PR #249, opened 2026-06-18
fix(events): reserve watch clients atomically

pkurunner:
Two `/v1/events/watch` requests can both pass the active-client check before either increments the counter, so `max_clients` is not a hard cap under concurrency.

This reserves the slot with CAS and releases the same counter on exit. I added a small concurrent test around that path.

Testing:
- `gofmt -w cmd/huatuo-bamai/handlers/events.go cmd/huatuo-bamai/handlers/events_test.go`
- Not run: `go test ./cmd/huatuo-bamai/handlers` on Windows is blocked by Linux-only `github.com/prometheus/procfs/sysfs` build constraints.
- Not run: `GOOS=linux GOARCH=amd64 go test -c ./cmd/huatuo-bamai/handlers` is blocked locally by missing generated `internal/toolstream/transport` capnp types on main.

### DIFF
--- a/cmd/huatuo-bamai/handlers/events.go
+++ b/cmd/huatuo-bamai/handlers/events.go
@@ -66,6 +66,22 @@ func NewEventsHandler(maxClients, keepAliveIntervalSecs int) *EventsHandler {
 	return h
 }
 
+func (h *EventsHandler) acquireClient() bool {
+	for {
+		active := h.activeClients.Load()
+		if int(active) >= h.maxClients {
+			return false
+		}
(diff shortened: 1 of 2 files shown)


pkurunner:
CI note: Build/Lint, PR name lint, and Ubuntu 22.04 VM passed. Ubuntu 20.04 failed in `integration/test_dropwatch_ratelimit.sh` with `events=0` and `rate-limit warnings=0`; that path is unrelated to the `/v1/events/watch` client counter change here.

What you will do:
Read the entries and select each line where the word "that" is found.

Finished exercise:
This reserves the slot with CAS and releases the same counter on exit. I added a small concurrent test around that path.
CI note: Build/Lint, PR name lint, and Ubuntu 22.04 VM passed. Ubuntu 20.04 failed in `integration/test_dropwatch_ratelimit.sh` with `events=0` and `rate-limit warnings=0`; that path is unrelated to the `/v1/events/watch` client counter change here.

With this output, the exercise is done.